A pulse synchronized with the / D conversion clock ADCLK [FIG. 2 (b)] must be used, and the phase must be in an appropriate relationship with the CCD output OS [FIG. 2 (b)].

Therefore, ADCLK, image clock VCLK and CCD drive pulse
It is desirable that the frequencies of 01, 02, etc. all have an integer relationship. For example, the frequency of ADCLK may be divided to generate VCLK, 01, 02, and the like.

If ADCLK can be performed at a speed 10 times or more higher than VCLK, for example, it is not necessary to divide the frequency, but it is necessary to precisely control the phase of the timing pulse for each process with respect to the CCD output.

〔effect〕

According to the present invention, it is possible to provide an image reading apparatus that outputs an image signal from an image sensor as high-quality image data without noise.

[Brief description of the drawings]

FIGS. 1 (a) and 1 (b) are block diagrams of main parts of a document reading apparatus according to an embodiment of the present invention, and FIGS.
(B) is a timing chart showing the operation of the original reading apparatus, FIG. 3 is a block diagram showing an improved example of the zero clamp section, FIG. 4 is a timing chart thereof, FIG. 5 is an internal circuit diagram of the CCD, and FIG. FIG. 6 is a timing chart of the driving pulse, and FIG. 7 is a diagram showing an analog processing circuit of an image scanner according to a conventional example. 1 ... CCD, A / D ... A / D converter, L1, L2, L3, L4 ... Latch, SUB1, SUB2 ... Subtractor, G ... Gate, ROM1, ROM2 ...
… Read only memory, RAM …… Random access memory.

Claims (2)

(57) [Claims] 1. An image reading apparatus for reading an image by an image sensor and outputting image data in accordance with an image clock, wherein the image data is output from the image sensor at a timing corresponding to an AD clock which is sufficiently fast with respect to the image clock.

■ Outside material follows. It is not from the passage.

PR #21, opened 2018-06-06
Add selectolax dependency to aspirateur setup.py

ronnix:


mdamien:
FYI, we had a similar problem and that's how we've done it for now: https://github.com/regardscitoyens/senapy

A / D conversion means for A / D-converting and outputting the output signal, and during a period in which the 0 level of the output of the image sensor occurs, a predetermined number of signals output from the A / D conversion means are accumulated, A first holding unit that holds a result of the calculation; a second holding unit that holds a signal output from the A / D conversion unit during a period when an image signal is generated from the image sensor; Image reading means for calculating an output from the holding means and an output from the second holding means, and outputting image data at a timing corresponding to the image clock. Taking device. 2. An image reading apparatus which reads an image with an image sensor and outputs image data in accordance with an image clock, wherein the image data is output from the image sensor at a timing corresponding to an AD clock which is sufficiently fast with respect to the image clock. A / D conversion means for A / D converting the output signal and outputting the first signal, and a first holding means for holding the signal output from the A / D conversion means during a period when the 0 level of the output of the image sensor is generated. Means, during a period when an image signal is generated from the image sensor, a predetermined number of signals output from the A / D conversion means are accumulated,
A second holding unit for holding a result of the operation, an operation of calculating an output from the first holding unit and an output from the second holding unit, and outputting image data at a timing corresponding to the image clock And an image reading device.